- What is needed: Among the records that follow, find each line holding the word "support" and copy it.

--- Information given Enclosed Below ---

PR #195, opened 2024-02-08
build: adding -dev support to chalk version

miki725:

## Issue

dev builds when chalk is not on a release results in showing version as if its for a release

## Description

this will allow to bump version to `*-dev` immediately after the release to denote chalk is for a dev version

this is especially useful for publishing chalk to other platforms such as to docker hub/etc

## Testing

as nimble does not support suffixes, its ignored there:

```
➜ nimble version | tail -n1
0.3.3

➜ make version
0.3.3-dev

➜ ./chalk version 2> /dev/null | grep -i version
 ┊ Chalk Version  ┊ 0.3.3-dev                                   ┊
```

### DIFF
--- a/src/semver.nim
+++ b/src/semver.nim
@@ -11,40 +11,53 @@ import std/strutils
 # it only handles basic dot-separated version format
 
 type Version* = ref object
-  major: int
-  minor: int
-  patch: int
-  name:  string
+  major:  int
+  minor:  int
+  patch:  int
+  suffix: string
+  name:   string
 
 proc parseVersion*(version: string): Version =
   var
-    major = 0
-    minor = 0
-    patch = 0
+    major  = 0
+    minor  = 0
+    patch  = 0
+    suffix = ""
   let
-    name  = version.strip(chars={'v', ',', '.'})
-    parts = name.split('.')
+    name     = version.strip(chars={'V', 'v'}, trailing=false).strip(chars={',', '.', '-', '+'})
+    sections = name.split({'-', '+'}, maxsplit=1)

--- End of Enclosed Information given ---

- Response to this exercise:
build: adding -dev support to chalk version
as nimble does not support suffixes, its ignored there:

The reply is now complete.